In the first few pages of Soulstring, I was worried that I was reading another book about a spoiled princess who was going to do nothing but complain about how hard she suffered in her privileged life. But by page thirteen, I was deeply engrossed in the story of a young woman who is hated by her parents for the sin of being the firstborn and a girl. Soulstring is a high fantasy story about a young woman who has to discover a way to reclaim the magical power that has been taken from her by her father, wrapped inside a retelling of the Tam Lin myth.
Midori Snyder has the gift of being able to write deeply fascinating characters and show personalities through dialog that many authors lack. She builds a detailed world without a lot of excess prose. In a slender volume of 182 pages she creates two competing countries, and different cultural groups within those countries. The terrain plays an important role in the story, and Snyder paints a vivid picture of this setting. At places, her descriptions get repetitive, especially in contrasting the clothing of the de’Stain family with that of the other noble houses of Moravia, but this stops after the first few chapters. My other major criticism of the book is with the head of house de’Stain — the villain. It always bothers me when authors who manage to write multidimensional protagonists write antagonists who act like they have stocked up on evil at a warehouse store.
Soulstring is well paced, with increasing intensity as the action progresses. The romance between the two main characters is typical for a fairy tale, but handled with sweetness and a gentle touch. Using her heroine, Magda, Snyder plays with gender role concepts and what it means to be a hero. The climax of the story also turns the spoiled princess cliché on its head in a thoroughly satisfying way. I particularly enjoyed the way the story was brought round in a thematically complete circle in the final pages.
Midori Snyder is a gifted writer. The story of the soulstring resonates with mythic weight, as if it is an old tale from some tribal memory that the reader possesses. I can highly recommend Soulstring for any reader who enjoys high fantasy novels or retellings of old fairy tales.
Oooh, I want to read this! It sounds great.
Yeah, that looks like your kind of thing, Kelly!
All one really has to say is “Tam Lin.” It’s a sickness, I tell you. ;)

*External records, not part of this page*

PR #532, opened 2016-10-31
validation for autocomplete and change to form

ibarrick:
Added contextual components to paper-form for select and autocomplete. Interesting issue with autocomplete is that there are two properties that we may want to watch for validation over but currently validation-mixin only supports a single validation property. For now I set it to do validation on searchText but that can be changed by the user by passing in validationProperty='selected'.

Validation messages for autocomplete will only show up for the floating label version for obvious reasons.

### DIFF
--- a/addon/components/paper-autocomplete.js
+++ b/addon/components/paper-autocomplete.js
@@ -28,8 +28,13 @@ export default PowerSelect.extend(ValidationMixin, ChildMixin, {
   onblur: computed.alias('onBlur'),
   onchange: null,
   oninput: null,
-  validationProperty: 'searchText',
-
+  validationProperty: computed('onSearchTextChange', 'onSelectionChange', function() {
+    if (this.get('onSearchTextChange')) {
+      return 'searchText';
+    } else {
+      return 'selected';
+    }
+  }),
   searchText: '',
   _onChangeNop: emberNop,
 
--- a/addon/components/paper-autocomplete.js
+++ b/addon/components/paper-autocomplete.js
@@ -3,6 +3,8 @@
  */
 import Ember from 'ember';
 import PowerSelect from 'ember-power-select/components/power-select';
+import ValidationMixin from 'ember-paper/mixins/validation-mixin';
+import ChildMixin from 'ember-paper/mixins/child-mixin';
 import { indexOfOption } from 'ember-power-select/utils/group-utils';
 
 const { assert, computed, inject, isNone, defineProperty, K: emberNop } = Ember;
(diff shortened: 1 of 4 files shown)


ibarrick:
This should be set to go now.

addon/components/paper-autocomplete.js
```diff
@@ -28,8 +28,13 @@ export default PowerSelect.extend(ValidationMixin, ChildMixin, {
   onblur: computed.alias('onBlur'),
   onchange: null,
   oninput: null,
-  validationProperty: 'searchText',
-
+  validationProperty: computed('onSearchTextChange', 'onSelectionChange', function() {
+    if (this.get('onSearchTextChange')) {
```
miguelcobain: With this test, we're using `searchText` if both `onSearchTextChange` and `onSelectionChange` are present, which is not what we want to.

miguelcobain:
@ibarrick should we add this to paper-autocomplete's template?
https://github.com/miguelcobain/ember-paper/blob/master/app/templates/components/paper-select.hbs#L51-L67

ibarrick:
@miguelcobain I don't think so, that should be taken care of by the paper-input component that the trigger renders if label is defined. We only had to do that in paper-select because it no longer extends paper-input.

miguelcobain:
🤔  hmmm

Why then does paper-complete need ValidationMixin in the first place?
It doesn't seem to do a lot of what it should. selected and searchtext are never validated, it seems to me. There is now way to render errors for those.

ibarrick:
I see what you're saying. I can pass `validationErrorMessages` down to the paper-input instead of `required` and `customValidations` and it should display the error messages as if they originated from the paper-input.

miguelcobain:
That makes sense.
Also, with that scenario, paper-autocomplete doesn't exactly need the validationmixin?

ibarrick:
In that scenario it would because the `validationErrorMessages` array is computed by the mixin and should be computed for `searchTerm` or `selected`, rather than the value of the input.

We could remove the validation mixin right now if we wanted but I think that would be a mistake since it is conceivable that a user may want to do more complicated validation on `selected`, such as computing the validation based on properties of `selected` other than what is rendered in the paper-input.

miguelcobain:
I see. So we would be essentially computing the errors on autocomplete and passing them to paper-input for it to render.
I wouldn't want paper-input to compute any kind of validation. `validationProperty=null` doesn't seem possible because we assert its presence.

ibarrick:
not passing in any validations should ensure that it doesn't compute any of it's own it should just render the messages it's given

miguelcobain:
Great. So it seems we have a path forward.
Unfortunately I've already merged this, so we need a new PR.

Have you read Pamela Dean’s Tam Lin>? That one has earned a permanent place on my keeper shelf.
Yup, I love that one. My other favorites are Patricia McKillip’s Winter Rose and Elizabeth Marie Pope’s The Perilous Gard, plus Fire and Hemlock which I seem to mention in every discussion that ever occurs on FanLit. ;)
I do like those vintage paperback covers. I guess because its what I grew-up with but whenever I see an old 70s-80s fantasy paperback, it makes me want to grab it up. And only 182 pages too?!?! Its wild when you think about it; it was the norm to have a paperback that was usually only around 200 too. What’s up with that? Were we partying more so we didn’t have as much time to read or what? :drink:
I was just thinking about the short-book phenomenon myself, while reading Eileen Kernaghan’s The Sarsen Witch. It’s just over 200 pages, and initially I’d been thinking it was because Kernaghan just writes short in general. I’ve now read several of her books and none of them (no matter what year they were published) are doorstoppers. But you’re right, a lot of older books are shorter. And I think there were a lot more that weren’t part of a series, too. I wonder if publishers pushed for these shorter novels, and/or what made them start encouraging giant tomes and endless series instead.
I really think books, -like everything else,houses, food portions,people, etc.. , or maybe more specificly genre novels having gotten bigger.
It seems like there were lot of series books in genre fiction too, but they were more self-contained. Kinda more like watching a TV series -as in sitcoms or shows like Law and Order, not the TV sagas like Lost. It’s like they were written with the context that they probably wouldn’t be read in order. Theives’s World comes to my mind.
I think it was Jordon’s WoT, that made the big door-stopper epic series more popular in fantasy.